# Halloween party invitations



## Spookyboo (Dec 4, 2007)

Hello fellow haunters its been a long time since I have been able to creep around the haunt...but I am now looking forward to this Halloween since last year became impossible. I am asking for suggestions regarding invitations to my Party ... For my costume I am going to be the Fairy Queen of Halloween very dark and mysterious ... decorations will include a lot of bare branches and lights as well as vaseline glass under black lights for fairy magic. I had originally intended on making skeleton fairys and sending one to each guest but the couple people I ran it by were horrified at the idea and so now I had to scrap the whole idea and come up with something new and that something is what I need help with! I just cant come up with anything as interesting! 
All your suggestions are welcome, and thanks!!!


----------



## RoxyBlue (Oct 6, 2008)

Personally, I think a skeleton fairy invitation is a brilliant idea and perfectly in keeping with your theme, but then I also love gargoyles and corpsed buckies


----------



## debbie5 (Mar 2, 2007)

Screw what people think..do what your gut tells u to do!


----------



## DarkLore (Jan 25, 2009)

Sounds like you found a way to separate those who share your vision and enthusiasm, from those who wouldn't get a kick out of it. I agree with the others...go for it.


----------



## debbie5 (Mar 2, 2007)

You could use those little 6 " resin skeletons that come on a string and make some hideous wings for them, and a little branchwand....with a glittery pink tutu??

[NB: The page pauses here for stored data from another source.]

PR #13, opened 2021-07-18
E2E overall deployment

Tal-or:
Run the deployer tools and checks for the following:
- Check that pods are running
- Check that noderesourcetopology object is exist and contain some information


test/log/log.go
```diff
@@ -0,0 +1,23 @@
+package log
```
Tal-or, line 1: This package might be redundant. I added it just because ```NewHelper()``` function is asking for logger

Tal-or:
@fromanirh  Please merge your PR first, since mine depends on yours.
I also see the test found some problems. Will work on that

Tal-or:
/retest
pull the latest ```resource-topology-exporter``` image should fix that

test/e2e/e2e_test.go
```diff
@@ -47,9 +48,45 @@ var _ = ginkgo.BeforeSuite(func() {
 	deployerBaseDir = filepath.Clean(filepath.Join(basedir, "..", ".."))
 	binariesPath = filepath.Clean(filepath.Join(deployerBaseDir, "_out"))
 	fmt.Fprintf(ginkgo.GinkgoWriter, "using binaries at %q\n", binariesPath)
+	deploy()
```
fromanirh, line 51: this means we do deploy after each suite, isnt't it? we should rather do it only in the overall test(s) - for now.

test/e2e/e2e_test.go
```diff
@@ -47,9 +48,45 @@ var _ = ginkgo.BeforeSuite(func() {
...
+})
+
+var _ = ginkgo.AfterSuite(func() {
+	fmt.Fprintf(ginkgo.GinkgoWriter, "clean reasources")
+	remove()
```
fromanirh, line 56: same

test/e2e/e2e_test.go
```diff
@@ -47,9 +48,45 @@ var _ = ginkgo.BeforeSuite(func() {
...
+
+func deploy() {
+	cmdline := []string{
+		filepath.Join(binariesPath, "deployer"),
+		"deploy",
+	}
+	fmt.Fprintf(ginkgo.GinkgoWriter, "running: %v\n", cmdline)
+
+	cmd := exec.Command(cmdline[0], cmdline[1:]...)
+	cmd.Stderr = ginkgo.GinkgoWriter
```
fromanirh, line 72: let's also see the stdout, for debugging purposes:
```
cmd.Stdout = ginkgo.GinkgoWriter
```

Like these: I found mine at the local drug store, and they were cheaper:
http://www.orientaltrading.com/ui/s...archMain&Ntk=all&Ntx=mode+matchallpartial&N=0

You can cut the joints apart with scissors and reglue them into poses...hit them with some marker to accentuate the eye sockets, etc.


----------



## Ghostess (Aug 21, 2005)

I love the fairy skeleton idea... I've been toying with making some of those, but I never thought to use them as an invitation.


----------



## Spookyboo (Dec 4, 2007)

Thanks for your support and ideas! I knew you could help!!!


----------



## debbie5 (Mar 2, 2007)

For a less time consuming & a more mailable idea: on Martha's website, under Halloween parties//invites, she has a template for a flat paper skelly invitation: you can put little brads in the joints to make it poseable. You could easily either draw a tutu etc on and add glitter etc or actually glue pieces of tulle on....I'd post the link but I'm lazy.

The text for invite can go on skelly's wings, or they could hold a banner with info...I think some kissykissy red lips on the skelly would look nice..LOL.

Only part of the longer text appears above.